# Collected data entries
========================================================================
PR #2630, opened 2026-08-10
thermal: enhance fan state tracking

jamesmunns:
This is a step towards #2603, and enhances how we track the state of fans. The main states we now track are:

1. Not Present (according to physical presence detection)
2. Present but unresponsive to I2C queries
3. Present but below a minimum speed threshold
4. Present but above a maximum speed threshold
5. Present and all good

This also introduces a slight "debounce" for reporting state, currently 3s, that prevents us from emitting ringbufs if fans are momentarily deviant/non-nominal, but quickly return to a nominal state. Although this PR doesn't add ereports yet, this is intended to avoid spamming back-to-back ereports for minor hiccups. Right now, the plan is to put ereports where we currently ringbuf. In the future, we might choose to ringbuf immediately, but only send ereports after debouncing.

Marked as draft for now, until I see whether CI passes, and after I make a final docs pass for these changes.

### DIFF
--- a/task/thermal-api/src/lib.rs
+++ b/task/thermal-api/src/lib.rs
@@ -83,6 +83,7 @@ pub enum ThermalAutoState {
     FanParty,
 }
 
+/// Properties for a particular fan in the system
 pub struct FanProperties {
     /// The speed which a fan should never exceed, even at maximum control
     /// input level. May be higher than the expected max RPM of a fan.
@@ -92,10 +93,11 @@ pub struct FanProperties {
     pub underspeed_rpm: Rpm,
 }
 
+/// Generic Sanyo Denki fan limits use in Oxide products
 pub const SANYO_DENKI_FAN_PROPERTIES: FanProperties = FanProperties {
-    // Nominal max speed: 12_000 RPM, +1_500 RPM (total guess)
+    // Nominal max speed: 12_000 RPM, +1_500 RPM variance allowed (total guess)
     overspeed_rpm: Rpm(13_500),
-    // Nominal min speed:  2_000 RPM, -1_500 RPM (total guess)
+    // Nominal min speed:  2_000 RPM, -1_500 RPM variance allowed (total guess)
     underspeed_rpm: Rpm(500),
 };
 
--- a/task/thermal-api/src/lib.rs
+++ b/task/thermal-api/src/lib.rs
@@ -84,6 +84,7 @@ pub enum ThermalAutoState {
 }
 
 /// Properties for a particular fan in the system
+#[derive(Copy, Clone, Debug)]
 pub struct FanProperties {
     /// The speed which a fan should never exceed, even at maximum control
     /// input level. May be higher than the expected max RPM of a fan.
--- a/task/thermal-api/src/lib.rs
+++ b/task/thermal-api/src/lib.rs
@@ -10,7 +10,10 @@ use derive_idol_err::IdolError;
 use drv_i2c_api::ResponseCode;
 use hubpack::SerializedSize;
 use serde::{Deserialize, Serialize};
-use userlib::{units::Celsius, *};
+use userlib::{
+    units::{Celsius, Rpm},
+    *,
+};
 use zerocopy::{FromBytes, Immutable, IntoBytes, KnownLayout};
 
 #[derive(
@@ -79,6 +82,22 @@ pub enum ThermalAutoState {
     Uncontrollable,
     FanParty,
 }
+
+pub struct FanProperties {
+    /// The speed which a fan should never exceed, even at maximum control
+    /// input level. May be higher than the expected max RPM of a fan.
+    pub overspeed_rpm: Rpm,
+    /// The speed which a fan should never fall below, even at minimum control
+    /// input level. May be lower than the expected min RPM of a fan.
+    pub underspeed_rpm: Rpm,
+}
+
+pub const SANYO_DENKI_FAN_PROPERTIES: FanProperties = FanProperties {
+    // Nominal max speed: 12_000 RPM, +1_500 RPM (total guess)
+    overspeed_rpm: Rpm(13_500),
+    // Nominal min speed:  2_000 RPM, -1_500 RPM (total guess)
+    underspeed_rpm: Rpm(500),
+};
 
 /// Properties for a particular part in the system
 #[derive(Clone, Copy, IntoBytes, FromBytes, Immutable, KnownLayout, Debug)]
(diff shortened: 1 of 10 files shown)


task/thermal-api/src/lib.rs
```diff
@@ -10,7 +10,10 @@ use derive_idol_err::IdolError;
 use drv_i2c_api::ResponseCode;
 use hubpack::SerializedSize;
 use serde::{Deserialize, Serialize};
-use userlib::{units::Celsius, *};
+use userlib::{
+    units::{Celsius, Rpm},
+    *,
```
labbott: If you have the motivation removing the `*` include would be nifty

task/thermal-api/src/lib.rs
```diff
@@ -80,6 +83,25 @@ pub enum ThermalAutoState {
...
+    pub underspeed_rpm: Rpm,
+}
+
+/// Generic Sanyo Denki fan limits use in Oxide products
+pub const SANYO_DENKI_FAN_PROPERTIES: FanProperties = FanProperties {
+    // Nominal max speed: 12_000 RPM, +1_500 RPM variance allowed (total guess)
+    overspeed_rpm: Rpm(13_500),
+    // Nominal min speed:  2_000 RPM, -1_500 RPM variance allowed (total guess)
+    underspeed_rpm: Rpm(500),
+};
```
labbott, line 101: Any docs we can cite for these numbers?

task/thermal/src/bsp/cosmo_ab.rs
```diff
@@ -119,20 +122,18 @@ impl crate::control::BspInterface for Bsp {
...
-    }
+    fn poll_fan_rpms(&mut self) -> impl Iterator<Item = &'_ mut Fan> {
+        if let Ok(fctl) = self.fctrl.try_initialize() {
+            let now = sys_get_timer().now;
+            for fan in self.fans.iter_mut() {
+                let bsp_data = fan.bsp_data;
+                fan.poll_rpm_with(now, &SANYO_DENKI_FAN_PROPERTIES, || {
+                    fctl.fan_rpm(bsp_data).map_err(SensorReadError::I2cError)
+                });
+            }
```
labbott, line 132: Will we be sad if `try_initialize()` fails repeatedly and we have no other error besides an empty iterator?

task/thermal/src/control.rs
```diff
@@ -200,57 +204,199 @@ pub trait BspInterface {
...
+                | (Fps::TooFast(_), Fps::TooSlow(_))
+                | (Fps::TooSlow(_), Fps::Unresponsive(_))
+                | (Fps::TooSlow(_), Fps::TooFast(_))
+                | (Fps::Unresponsive(_), Fps::TooFast(_))
+                | (Fps::Unresponsive(_), Fps::TooSlow(_)) => {
+                    // TODO: Do we want ringbuf entries and/or ereports for
+                    // deviant -> deviant transitions? If so, we should reset
+                    // the since_ms and state_acked values here too, basically
+                    // collapsing this with the Nominal -> Deviant +
+                    // Deviant -> Nominal case above.
```
labbott: Would we risk flooding ereports if we have a fan that is constantly going from, say, unresponsive to to slow? Otherwise I do feel like we would want at least some information about this state

task/thermal/src/control.rs
```diff
@@ -1440,3 +1549,68 @@ impl<'a, B: BspInterface> ThermalControl<'a, B> {
...
+        if !fan.presence_acked {
+            ringbuf_entry!(Trace::FanRemoved(fan.rpm_sensor_id));
+            fan.presence_acked = true;
+        }
+        return;
+    };
+    if !fan.presence_acked {
+        ringbuf_entry!(Trace::FanAdded(fan.rpm_sensor_id));
+        fan.presence_acked = true;
+    }
```
labbott: the `let`/`else` briefly confused me as I tried to follow the logic of why it was `FanRemoved` vs `FanAdded`.  I have a slight preference for a `match` to make it clearer but that would also create some nesting so 🤷

labbott (commented):
Generally LGTM, I appreciate the cleanup and commenting!

task/thermal-api/src/lib.rs
jamesmunns: Removed!

task/thermal/src/control.rs
jamesmunns: Cleaned up, should hopefully be more clear!

task/thermal/src/bsp/cosmo_ab.rs
jamesmunns: So, we won't have an empty iterator, this function returns all fans, even if never initialized, and on non-removable devices, fans start in the `Present(Unresponsive)` state.

We'll definitely be sad because we've never been able to talk to fans, but we will send an ereport for each fan once the fans' state becomes "stable" (after 3s), and really there's not much else to do IMO if we can't talk to the fans other than hope that they've entered their watchdog and are spinning at 100%.

Right now, that doesn't change our control mode, but it could, for example knocking us into "boot" mode.

~THAT BEING SAID, I did just realize that all fans start with a `since_ms` of 0, so if the thermal task restarts, or doesn't get started at system boot time, all of those error timers will fire immediately. I'm going to address that.~ This is now fixed.

task/thermal/src/control.rs
jamesmunns: Partially, yes. I've sort of been trying to categorize things into:

* Not Present
* Present and Good
* Present and Bad

Because I want to send ereports when:

* Things go from NotPresent to Present
* Things go from Present to NotPresent
* Things go from Good to Bad
* Things go from Bad to Good

Since TooFast/TooSlow/Unresponsive are all "Bad", I wasn't sure if it was reasonable to send more ereports when something went from "one kind of bad" to "another kind of bad", especially since they could observe that by monitoring the sensor API data, which they would probably start doing once there's an open fault management case for it.

In my understanding, we want to send ereports when things "become bad" (so a case can be opened), and when things "become good" (so a case can be closed), but I might be reading too much into this.

task/thermal-api/src/lib.rs
jamesmunns: Asking around, the nominal speeds are documented in RFD276 (not public), seeing if I can find a fan part number we can site here with a public datasheet.

task/thermal/src/bsp/cosmo_ab.rs
labbott: I think I missed the extra `iter_mut` below, thanks for the explanation too

task/thermal/src/control.rs
labbott: I think you're right about when we definitely want ereports. I guess if the general disposition is to just replace any fan that's stuck in Bad more ereports wouldn't help. If we don't want an ereport right now I think it's worth keeping the comment and maybe having an explicit ringbuf.

task/thermal/src/control.rs
labbott: Looks better thanks!

labbott (approved):
Fans ENHANCE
========================================================================
Each line in the entries above that includes the string "also" should be extracted.

# Answer space
This also introduces a slight "debounce" for reporting state, currently 3s, that prevents us from emitting ringbufs if fans are momentarily deviant/non-nominal, but quickly return to a nominal state. Although this PR doesn't add ereports yet, this is intended to avoid spamming back-to-back ereports for minor hiccups. Right now, the plan is to put ereports where we currently ringbuf. In the future, we might choose to ringbuf immediately, but only send ereports after debouncing.
labbott: the `let`/`else` briefly confused me as I tried to follow the logic of why it was `FanRemoved` vs `FanAdded`.  I have a slight preference for a `match` to make it clearer but that would also create some nesting so 🤷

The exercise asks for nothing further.